About five years ago, long before Rex or eLEGS, I was asking an orthotic bracing specialist if there had been any advances (perhaps the use of lighter, more space-aged materials) to the bulky LSU-style bracing system mentioned above, developed almost three decades ago. I had obtained a pair of my own LSU braces while newly injured in the 1980’s; I was nineteen at the time and still determined not to adhere to the “accept your wheelchair and move on” doctrine that had been so succinctly carved out for me by the existing medical establishment; so I begged, borrowed and stole whatever therapy time I could (LSU braces were deemed impractical for a paraplegic like me, injured high in the mid chest region) and had actually perfected their use, if for nothing else as a great life-enhancing workout. The orthotic doc said it was funny that I asked, because he had just returned from an extensive tour of Iraq, where he was involved with the Department of Defense in the highly secretive development of robotic exo-skeletons for the battle field. He could not elaborate, except to divulge that there was robotic, limb-moving technology in existence that would allow a GI to “jump up to 30 feet”. My inner Silver Age sci-fi fan boy started swooning; Robert Heinlein’s Starship Troopers (the book, not the movie) had indeed arrived!

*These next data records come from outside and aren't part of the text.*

PR #1170, opened 2025-05-28
[New] Location Button

rolson:
Adds a button to the toolkit that allows a user to show their current location.

The view can be positioned anywhere, with any background. This example uses a "regular material background" in a rounded rectangle.

- Tap once, location display starts, if using a system location datasource, it will request authorization, while starting a progress indicator is shown
- Starts in auto pan mode recenter
- Long press to get a context menu
- Switch to navigation mode, any autopan mode, or turn the datasource off
- If the location display fails to start, an warning signal is shown, tapping again will try to start the datasource again
- Panning turns autopan off, tapping the button again will turn on the last autopan mode that the user had selected (barring the `off` value)

More details
- The context menu is only shown on long press if the count of the auto pan options the user passes in is greater than 1
- The "last selected auto pan mode" starts out with a default value of the first value passed to the initializer in the `autoPanOptions` that matches a value in this list: `.recenter, .compassNavigation, .navigation`

Location Display Starting
Recenter auto pan mode
Long Press Context Menu
Navigation Mode
Location Display failed to start

PR #1253, opened 2025-07-30
location button: fix build errors on visionOS

yo1995:
## Description

This PR fixes the daily build error caused by visionOS not having compass. Related to #1170

### DIFF
--- a/Sources/ArcGISToolkit/Components/LocationButton/LocationButton.swift
+++ b/Sources/ArcGISToolkit/Components/LocationButton/LocationButton.swift
@@ -46,11 +46,18 @@ public struct LocationButton: View {
     var buttonIsDisabled: Bool {
         status == .starting || status == .stopping || isPerformingButtonAction
     }
-    
+
+#if os(visionOS)
+    /// The auto-pan modes that are selectable by the user.
+    private(set) var autoPanModes: [LocationDisplay.AutoPanMode] = [
+        .recenter, .off
+    ]
+#else
     /// The auto-pan modes that are selectable by the user.
     private(set) var autoPanModes: [LocationDisplay.AutoPanMode] = [
         .recenter, .compassNavigation, .off
     ]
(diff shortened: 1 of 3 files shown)


Sources/ArcGISToolkit/Components/LocationButton/LocationButton.swift
```diff
@@ -46,11 +46,18 @@ public struct LocationButton: View {
...
+
+#if os(visionOS)
+    /// The auto-pan modes that are selectable by the user.
+    private(set) var autoPanModes: [LocationDisplay.AutoPanMode] = [
+        .recenter, .off
+    ]
+#else
     /// The auto-pan modes that are selectable by the user.
     private(set) var autoPanModes: [LocationDisplay.AutoPanMode] = [
         .recenter, .compassNavigation, .off
```
yo1995, line 58: Do I need to include `.navigation` in the autopan modes?

Tests/ArcGISToolkitTests/LocationButtonTests.swift
```diff
@@ -51,12 +56,12 @@ struct LocationButtonTests {
         #expect(button.contextMenuAutoPanOptions == [.off, .recenter])
         
         // Test when `off` is last
-        button = button.autoPanModes([.recenter, .compassNavigation, .off])
```
yo1995, line 54: For the testcases below, I simply removed or swapped `.compassNavigation` to let the testcase build on all platforms with small deviation to what the testcase tests originally.

If we want to keep the original testcase, I can add the compiler block instead.

Sources/ArcGISToolkit/Components/LocationButton/LocationButton.swift
rolson: not for default, no

rolson (approved):
thank you Ting!

PR #1262, opened 2025-07-31
`FeatureFormView` - Cancel attachment load on form dismissal 

dfeinzimer:
Apollo 1193

### DIFF
--- a/Sources/ArcGISToolkit/Common/AttachmentModel.swift
+++ b/Sources/ArcGISToolkit/Common/AttachmentModel.swift
@@ -69,7 +69,9 @@ internal import os
         self.thumbnailSize = thumbnailSize
         
         if attachment.isLocal {
-            load()
+            initialLoadTask = Task {
+                await load()
+            }
         } else {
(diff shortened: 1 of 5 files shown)


mhdostal (approved):

Sources/ArcGISToolkit/Common/AttachmentModel.swift
```diff
@@ -81,33 +86,39 @@ internal import os
         }
     }
     
+    deinit {
+        initialLoad?.cancel()
```
yo1995, line 90: Probably can use [take()](https://developer.apple.com/documentation/swift/optional/take()) to set it to `nil`.

yo1995 (approved):

Sources/ArcGISToolkit/Common/AttachmentModel.swift
dfeinzimer: Since I don't believe nulling out the task is required here I'll keep the current approach and merge as is. Thank you for the suggestion, though, it is interesting.

PR #1270, opened 2025-08-05
`PopupView` - Remove deprecated members

CalebRas:
### Description

This PR removes all of the deprecated public `PopupView` members since they will no longer be supported in 300:
- `init(popup:isPresented:)`
- `header(_:)`
- `showCloseButton(_:)`

There are no UI changes (when using the support init, `init(root:isPresented:)`).

### How To Test

Ensure the Popup View example and tests still perform as expected.


yo1995:
Changes look good. Do they go into v.next? I think we are waiting for an answer from devops on whether or not to branch release/200.8.1.

yo1995 (approved):

PR #1290, opened 2025-09-03
Compass: Improve accessibility and localization

philium:
This gives the compass an accessibility value, hides it from accessibility when hidden, and localizes the cardinal and intercardinal directions.


dfeinzimer (dismissed):
Looks great, just the one question.

pgruenler (dismissed):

Today we are suddenly at an age where robotic walking technology may soon be made available for everyday use to those otherwise confined to wheelchairs. There is no debating the positive medical benefits of being able to stand upright; bones can maintain density and avoid osteoporosis if weight bearing, not to mention global advantages of increased circulation and body alignment. Passive movement of paralyzed extremities aids in preventing muscle spasticity and keeps joints healthy—all necessary should an organic cure arrive that can restore nerve connectivity to the paralyzed regions of the body. Not to mention the purely psychological benefits of once again ascending above groin level, where many of us have long suffered these past decades. Yet with Rex’s estimated price tag of $150,000, will the robotic cure for SCI suffer the same fate as Functional Electrical Stimulation (FES) and other body-maintaining breakthroughs that would go far to increase the quality of life for those paralyzed, but are still considered by insurers to be a ‘nice-to-have’ extravagance?

Time will tell if this potentially life-changing technological breakthrough for the non-ambulatory will be considered necessity or novelty by the reigning healthcare establishment. In the meantime, since the military is out of the question, I’ll be waiting diligently for that Rex dealer to open up near me so I can take one for a test drive.